Thursday, 29 September 2011

Rule 35: Polar thinking


In this world, it is not similarities or regularities that take us a step forward, but blunt opposites. And all the opposites in the universe are present within each and every one of us. Therefore the believer needs to meet the unbeliever residing within. And the unbeliever should get to know the silent faithful in him. Until the day one reaches the stage of being the perfect human being, faith is a gradual process and one that necessitates its seeming opposite: disbelief.

Similarities and regularities are qualities of nature. There is no flower like the other, yet they all bear similarities. No spring is like the other, yet it comes every year with great reliability. In nature, there is no either/or but change from one state to the next. Gradually the weather changes from sunshine to thunderstorm, stageless the day glides into the night.
Opposites are qualities of human thinking. Probably this way of thinking is based on the deep rooted duality of fight or flight in case of danger, which can be found in any living organism. In an instant, a decision between two possibilities has to be made and then all power has to be invested in the chosen alternative. So this way of thinking can be an outcome of fear and is steered by it.

Anyway, by thinking we have the opportunity to find an opposite to everything and anyone. We only need to use the word “not” or the prefix “un-“ to turn something into its opposite. With the help of this key, we can cause thoughts to appear and to disappear, just as we like. It also helps us to radicalize our thinking and thus preparing radical action: “If you do not want to be my brother, I will split your skull.” Or: “Those who are not for me, are against me.” From the terror regime of the Jacobins during the French Revolution to the axis of evil according to an US-warlord president, we can find a simple operator in our thinking as the root of many atrocities and destructive actions.

Also and specifically in the matters of faith and religion, this operator has been used with great zeal. People believe that they need to proceed in the area of faith with extra radicalism, because the basic conditions of our lives are at stake. It depends on the faith whether my life has sense or not, whether it ends with death, whether there is a transcendent world etc. When someone favors another belief, my belief is questioned, and a simple and often practiced possibility in handling such irritations is to split the skull of the opposing believer. Then the problem is out of the way.

Interestingly, most founders of religion, most saints and wise people, that is most of the experts in faith are peaceful and friendly persons. Most of them radically denounced violence or allowed it only under restricted circumstances, but never made it the central points of their teaching. Yet their devotees shed countless amounts of blood, obviously neglecting their own principles, which should be defended by their atrocities.

The mystics, that is the experts in spirituality (as which I understand the central insights of all religions without their historical, moral and social attachments) demonstrate ways to control our tendency to spread our beliefs with fire and sword.

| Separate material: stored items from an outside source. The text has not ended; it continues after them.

PR #679, opened 2020-04-17
Improve `zabbix_proxy` type

alexjfisher:
- It is now possible to manage individual `zabbix_proxy` resource properties.
- The type has been improved to do enhanced validation of all properties.
- Switching between active and passive proxies (and vice-versa) is now supported.
- Improved acceptance tests (Thanks @baurmatt )
- Improved type unit tests.

### DIFF
--- a/lib/puppet/provider/zabbix_proxy/ruby.rb
+++ b/lib/puppet/provider/zabbix_proxy/ruby.rb
@@ -2,26 +2,16 @@ require_relative '../zabbix'
 Puppet::Type.type(:zabbix_proxy).provide(:ruby, parent: Puppet::Provider::Zabbix) do
   confine feature: :zabbixapi
 
-  def self.instances
-    proxies = zbx.query(
-      method: 'proxy.get',
-      params: {
-        output: 'extend',
-        selectInterface: %w[interfaceid type main ip port useip]
-      }
-    )
+  def initialize(value = {})
+    super(value)
+    @property_flush = {}
+  end
 
+  mk_resource_methods
+
+  def self.instances
     proxies.map do |p|
-      # p['interface'] is an Array if the host is a active proxy
-      # p['interface'] is a Hash if the host is a passive proxy
-      new(
-        ensure: :present,
-        name: p['host'],
-        ipaddress: p['interface'].is_a?(Hash) ? p['interface']['ip'] : nil,
-        use_ip: p['interface'].is_a?(Hash) ? p['interface']['use_ip'] : nil,
-        mode: p['status'].to_i - 5,
-        port: p['interface'].is_a?(Hash) ? p['interface']['port'] : nil
-      )
+      new(proxy_properties_hash(p))
     end
   end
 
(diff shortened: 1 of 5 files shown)


lib/puppet/provider/zabbix_proxy/ruby.rb
```diff
@@ -33,39 +23,178 @@ def self.prefetch(resources)
...
+      }
+    else
+      interface = nil
+    end
+
+    zbx.proxies.create(
+      {
+        host: @resource[:hostname],
+        status: self.class.mode_to_status(mode),
+        interface: interface
```
baurmatt, line 76: haha :D I was about to open an issue for this. `interfaces` is deprecated as of Zabbix 2.2 in favor of `interface` and was removed in 3.4. Thank you! 👍

lib/puppet/provider/zabbix_proxy/ruby.rb
```diff
@@ -33,39 +23,178 @@ def self.prefetch(resources)
...
+  def mode=(value)
+    @property_flush[:mode] = value
+  end
+
+  def change_to_passive_proxy
+    Puppet.debug("We're changing to a passive proxy")
+    # We need to call zbx.proxies.update with an `interface` hash.
+
+    useip = if @resource[:use_ip].nil?
+              1 # Default to true
```
baurmatt, line 113: Should we just default this on the at the type?

lib/puppet/provider/zabbix_proxy/ruby.rb
```diff
@@ -33,39 +23,178 @@ def self.prefetch(resources)
...
+            else
+              @resource[:use_ip] == :true ? 1 : 0
+            end
+
+    interface = {
+      ip: @resource[:ipaddress] || @property_hash[:ipaddress] || '127.0.0.1',
```
baurmatt, line 119: Should we use `127.0.0.1` as a default at the type?

lib/puppet/provider/zabbix_proxy/ruby.rb
alexjfisher: No, otherwise the property is always managed.

lib/puppet/provider/zabbix_proxy/ruby.rb
alexjfisher: My starting point was your code, so you can take credit for fixing this! :)

lib/puppet/provider/zabbix_proxy/ruby.rb
alexjfisher: > The defaultto method is used to specify default values for any attribute. Defaults are typically only specified for parameters. They are less common for properties because a default value will result in that property always being managed (there is no way to unset a value for the property).

From https://www.amazon.com/Puppet-Types-Providers-Extending-Ruby/dp/1449339328

baurmatt: Interesting 🤔

PR #8, opened 2023-12-01
Comment out debug prints in non-test code

darosior:
Those could be converted to logs instead as they are still useful debugging info. Since there is no log enginge, simply comment them out like the rest of the debug prints in the codebase.


evanlinjin (approved):
ACK 247e3b6253b45bed4673602c4b10c7c84d36313b

Issue #6, opened 2023-11-30
Make `LowestFee` metric better


evanlinjin:
- https://github.com/bitcoindevkit/bdk/pull/1072#discussion_r1393680784
- https://github.com/bitcoindevkit/bdk/pull/1072#discussion_r1393687511

LLFourn:
I did this in #13. It is certainly "better" (as in not completely broken) now :)

PR #11, opened 2023-12-12
fix: add excess to changeless `LowestFee` score

jp1ac4:
This is to fix the part of #6 relating to https://github.com/bitcoindevkit/bdk/pull/1072#discussion_r1393687511.

For the `LowestFee` metric, it adds the excess to changeless solutions instead of those with change.


LLFourn:
I still think it's wrong after this. Why are we adding the lower bound thing to it. In the case of no drain the metric should just be:   `(cs.selected_value() - self.target.value) as f32` i.e. the fee. Then with drain it should be `(input_weight + base_weight + drain_weight) * feerate`. 

cc @evanlinjin

LLFourn:
Just noting that I've talked with @evanlinjin and I'm now in charge of fixing it.

LLFourn:
@evanlinjin can you close this PR and give me permission to manage this repo.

Again, the royal road is introspection. When we look inside ourselves and observe our thinking, we will notice that our head is so busy in uploading and downloading all sorts of crap and nonsense. So we can state anything about ourselves – that we are atheists and strict believers, materialists and spiritists, esoterics and pragmatics, and more and more, and almost everything. The most peaceful person ought to find the rascal inside of him/herself when taking enough time to find it, the thriftiest the most lavish, the most benevolent the most begrudging etc.

And we do not have to be appalled by all this contradictions inside of us. Rather we can ungrudgingly concede that our head contains a whole universe, exactly the same universe we share with all the other heads. In life, we only display those parts which we and our surroundings got used to, the roles we easily perform. When we fall out of our roles we immediately attract attention: “Oh really, you can be funny?” “Oh really, you can be earnest?”

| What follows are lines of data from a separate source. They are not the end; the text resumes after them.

PR #14, opened 2023-12-21
Simplify change policy

LLFourn:
This PR makes a simplifying assumption: The decision about whether to add change or not can be reduced to a check whether the excess is over a certain threshold. The change policy is simply how to compute that threshold.

I originally didn't do this because I thought change policies could be more complicated than that -- and they probably could be! But @evanlinjin pointed out that you can easily run the coin selector multiple times with different policies and change output structures if you wanted to compare and contrast different approaches (rather than trying to embed this logic into the change policy itself).

I realized it is actually quite difficult to implement the metrics correctly without knowing the threshold that will case change to be added (and the weight of that change) up front. Knowing this we should be able to make the implementations much simpler.

### DIFF
--- a/src/coin_selector.rs
+++ b/src/coin_selector.rs
@@ -625,9 +625,9 @@ impl Candidate {
     }
 }
 
-/// A structure that represents the weight costs of a drain (a.k.a. change) output.
+/// Represents the weight costs of a drain (a.k.a. change) output.
 ///
-/// This structure can also represent multiple outputs.
+/// May also represent multiple outputs.
 #[derive(Default, Debug, Clone, Copy, Hash, PartialEq, Eq)]
 pub struct DrainWeights {
     /// The weight of including this drain output.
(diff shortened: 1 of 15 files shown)


evanlinjin (commented):
Concept ACK dac064173470808a289abbb06c5c1acf18939c3d

src/coin_selector.rs
```diff
@@ -419,6 +429,40 @@ impl<'a> CoinSelector<'a> {
...
+    /// If not change output should be added according to policy then it will return `None`.
+    pub fn drain_value(&self, target: Target, change_policy: ChangePolicy) -> Option<u64> {
+        let excess = self.excess(
+            target,
+            Drain {
+                weights: change_policy.drain_weights,
+                value: 0,
+            },
+        );
+        if excess > change_policy.min_value as i64 {
```
jp1ac4, line 444: I'm wondering if this should have been `>=` instead of `>` . The `min_value_and_waste` change policy was previously returning change for excess equal to the min value.

LLFourn: I think it should be `>=` indeed.

Issue #12, opened 2023-12-14
Allow to target suitable transaction fee for RBF


jp1ac4:
See https://github.com/bitcoindevkit/bdk/pull/1072#issuecomment-1819593099 and follow-up comments.

PR #19, opened 2024-01-24
Implement proper RBF API so you can satisfy rule 4

LLFourn:
Removes `min_fee` constraint in favour of proper rule 4 handling (min_fee was pretty useless).

See for rule 4:
https://github.com/bitcoin/bitcoin/blob/master/doc/policy/mempool-replacements.md#current-replace-by-fee-policy

LowestFee BnB metric updated to bound correctly for this.

A few other coin_selector API changes

Fixes: #12


tests/changeless.rs
```diff
@@ -14,7 +14,7 @@ fn test_wv(mut rng: impl RngCore) -> impl Iterator<Item = Candidate> {
             value,
             weight: rng.gen_range(0..100),
             input_count: rng.gen_range(1..2),
-            is_segwit: rng.gen_bool(0.5),
+            is_segwit: false,
```
LLFourn, line 17: Note we never want to choose this randomly in the proptests because we cannot accurately lower bound it.

evanlinjin (approved):
ACK 0f7cc313b792c4b4a9b58ece8396f02f71191d77

This is excellent.

PR #21, opened 2024-01-25
No more base weight

### LINKED ISSUE #1: Simplify `DrainWeights`/`Target` API
Original discussion: https://github.com/bitcoindevkit/bdk/pull/1072#issuecomment-1802704053

@jp1ac4 @darosior I'm working on some breaking changes to the API.

After a discussion with @LLFourn, we've decided to include `DrainWeights` in `Target` and keep `Target` in the `CoinSelector`. This simplifies the API and gives us an easy pathway to take into account the output count varint weight changes when including the drain output.

How this simplifies the API:

* The target & drain weights are included in the `CoinSelector`, so they don't need to be passed in as method inputs.
* Change policy can be simplified to just: `Fn(&CoinSelector) -> bool`.

How we can take into account the output varint weight changes when including drain:

```rust
pub struct Target {
    /*other fields*/

    pub base_weight: u32,
    pub drain_weights: DrainWeights,
}

impl Target {
    pub fn new(
        feerate: FeeRate,
        recipient_outputs: impl IntoIterator<Item = (u32 /*weight*/, u64 /*value*/)>
        drain_outputs: impl IntoIterator<Item = DrainWeights>,
    ) -> Self {
        todo!()
    }
}
```

This calculates the `base_weight` and the `drain_weight` (which includes output varint changes) that are both included in `Target`.

LLFourn:
Fixes #1

On top of #19 

- CoinSelector no longer tracks anything but input weight
- Previously the value of the target outputs was in `Target` but the
  weights were accounted for in CoinSelector. Now they're in all in
  target.
- This allows us to actually figure out how many outputs there are and
  therefore the actual weight of the transaction accounting for the varint for the number of outputs.

This wasn't what the issue had in mind but it was easier to take the `base_weight` out of `CoinSelector` and put it in `Target` rather than put `Target` in `CoinSelector`. Getting rid of `base_weight` is a more crucial change than expected because rust bitcoin changed what `Transaction::weight` returns for empty output transactions recently so using it to determine `base_weight` will get different answers between versions (this breaks our weight tests but this PR will fix it I think if we uprade dev deps). We only need to know the total weight of the outputs and how many there are now to get the right answers for weight.


murchandamus:
Yeah, the waste metric is only used as a tiebreaker rather than something to optimize for because it would happily consolidate all your UTXOs at low feerates. What did you end up using instead?

LLFourn:
Hey @murchandamus! We've been keeping this code base low profile because it's still in science experiment stage. FWIW we gathered a long time ago that the waste metric was not something that you should use to actually optimize for -- it was just a good thing one to use to start the experiment.  I'm interested in your work here: https://delvingbitcoin.org/t/gutterguard-and-coingrinder-simulation-results/279. It would be cool to try and replicate it 

We're just using what we call `LowestFee` metric: Tries to minimize the fee cost of the selection while taking into account the cost of spending the change (using the "long term feerate").

murchandamus:
Ah that sounds similar to what I’m trying to do with [CoinGrinder](https://github.com/bitcoini/bitcoin/pull/27877), where I am trying to always find the input set with the lowest input weight. The PR should hopefully be very readable: I organized the pullrequest to start with a simple implementation of the algorithm and then each improvement or optimization a separate commit. I still have a little hope that it might make the release, even if I did miss the really big feerates. In combination with BnB, and the waste metric, I guess I’d get something similar as the outcome of your `LowestFee` metric.

evanlinjin (approved):
ACK ab38cb00c11cb30b531b07aa37765647876f5579

I saw some obvious mistakes so I pushed fixes as commits. Everything else looks good to me. The `LowestFee` bound function looks correct.

evanlinjin (approved):
ACK c6503060454e4cf8e04990c89c9e30177af77d17

PR #25, opened 2024-04-04
docs: fix varint comment for `DrainWeights`

jp1ac4:
Following #21, the `output_weight` in `DrainWeights` must not take into account a change in varint output count as this is now handled elsewhere.


LLFourn (approved):
Ahhh nice catch.

PR #28, opened 2024-09-07
feat!: use `u64` for weights instead of `u32`

evanlinjin:
Also change tests and examples to use `v0.32` of the `bitcoin` crate.


LLFourn:
ACK 72761ae0ea274a9f213a5fe4b44ff0d41c8fc4fb

PR #29, opened 2024-10-29
Calculate transaction fee by applying fee rate to rounded-up vbytes

### LINKED ISSUE #26: Option to calculate fee based on rounded-up vbytes
When targeting a fee rate in sat/vb, could there be the option to calculate the final fee based on the rounded-up vbytes, i.e.
`vb = (wu / 4).ceil()`.

Currently, when using the rounded-up vbytes to calculate the fee rate after using coin selection, we can end up with a transaction paying a slightly lower value than our target.

I think it might be enough to modify the method `CoinSelector::implied_fee_from_feerate` so that it can optionally round up the vbytes. It should be sufficient to do the rounding up at the end once the selection is complete, and not for intermediate calculations, e.g. when determining the cost of adding a single input, as we don't want to round up once for each input.

Perhaps this option could be set as part of `TargetFee`.

If you think this would be fine to add, I'd be happy to work on it. Thanks.

jp1ac4:
This is an attempt to resolve #26.

When calculating the implied fee of a transaction, it applies the fee rate in sat/vb to the transaction's rounded-up vbytes, including for RBF rule 4 considerations.

### DIFF
--- a/tests/rbf.rs
+++ b/tests/rbf.rs
@@ -5,7 +5,7 @@ fn run_bitcoin_core_rbf_tests() {
     // see rbf_tests.cpp
     //
     // https://github.com/bitcoin/bitcoin/blob/e69796c79c0aa202087a13ba62d9fbcc1c8754d4/src/test/rbf_tests.cpp#L151
-    const CENT: u64 = 100_000; // no clue why this would be called CENT 😕
+    const CENT: u64 = 1_000_000;
     let low_fee = CENT / 100;
     let _normal_fee = CENT / 10;
     let high_fee = CENT;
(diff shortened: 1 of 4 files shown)


tests/rbf.rs
```diff
@@ -5,65 +5,78 @@ fn run_bitcoin_core_rbf_tests() {
     // see rbf_tests.cpp
     //
     // https://github.com/bitcoin/bitcoin/blob/e69796c79c0aa202087a13ba62d9fbcc1c8754d4/src/test/rbf_tests.cpp#L151
-    const CENT: u64 = 100_000; // no clue why this would be called CENT 😕
+    const CENT: u64 = 1_000_000;
```
LLFourn, line 8: Thanks for catching this. I suppose I understand what CENT means now :facepalm:

LLFourn (approved):
ACK 4eae611676c41628080eeb5d1a48a5abd841c72c

PR #30, opened 2024-11-06
Loosen LowestFee metric bound

jp1ac4:
The change in #29 led to the `LowestFee` metric lower bound being too tight, as found in the CI failure:
https://github.com/bitcoindevkit/coin-select/actions/runs/11584669281/job/32252247886

This PR tries to loosen the bound by assuming that no rounding up will be required when converting from weight units to vbytes, which would be the best-case scenario.

### DIFF
--- a/src/coin_selector.rs
+++ b/src/coin_selector.rs
@@ -200,12 +200,35 @@ impl<'a> CoinSelector<'a> {
             - self.implied_fee_from_feerate(target, drain.weights) as i64
     }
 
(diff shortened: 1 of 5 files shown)


jp1ac4:
Hi @LLFourn, would it be possible to release a new crate version with the changes from #29 and possibly this PR? Thank you.

LLFourn:
tACK af1333b3a13afccbfb96197c76d7dff72bf7818f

So it is in our nature as thinking beings steered by mighty emotional patterns that we construct oppositions for explaining the world again and again, and especially when we feel threatened and fearful. Reasonably we can use this design to enlarge our potential and to lighten up our inner world. When we have found a shadow part of our personality (a trait of our character we do not know so well and we tend to reject and criticize in others), the danger falls away, which we had projected into this possibilities. We gain a piece of ourselves and more freedom. Then we can act differently in the world, as we can include this piece rather than rejecting it – till finally, in the stage of perfection, we embrace the whole world with all its oppositions and contradictions, with all its chaos and order.


The rules are taken from Elif Shafak's novel “The Forty Rules of Love” (Viking 2010). They are inspired by the Sufi tradition and worded by the autor's imagination. www.elifshafak.com

Tuesday, 27 September 2011

Rule 34: The Hidden Sense of Submission

Submission does not mean being weak or passive. It leads to neither fatalism nor capitulation. Just the opposite. True power resides in submission – a power that comes from within. Those who submit to the divine essence of life will live in unperturbed tranquility and peace even when the whole wide world goes through turbulence after turbulence.

For the enlightened mind, submission sounds like an insult and a humiliation. It would immediately oppose and say: I will never submit to anyone. I will never acknowledge a superior power above me.

Immanuel Kant has proclaimed the motto of enlightenment: "Have courage to use your own understanding!" And further on: “t is so easy to be immature. If I have a book to serve as my understanding, a pastor to serve as my conscience, a physician to determine my diet for me, and so on, I need not exert myself at all. I need not think, if only I can pay: others will readily undertake the irksome work for me. … The officer says, Do not argue, drill! The tax man says, Do not argue, pay! The pastor says, Do not argue, believe! (Only one ruler in the World says, Argue as much as you want and about what you want, but obey!) In this we have examples of pervasive restrictions on freedom.”

Who uses his own understanding, does not need anyone above him, he is free. He designs his own guidelines and values and follows them. He only does what fits them and fights anything what opposes them. This requires courage, because an authority one trusts in also grants security and shelter. The modern man of personalistic consciousness is left to himself and feels only responsible for himself. In the dusk, after having brought order to the world, he sets out riding towards the setting sun (or settles down in front of a keyboard and writes his blogs.)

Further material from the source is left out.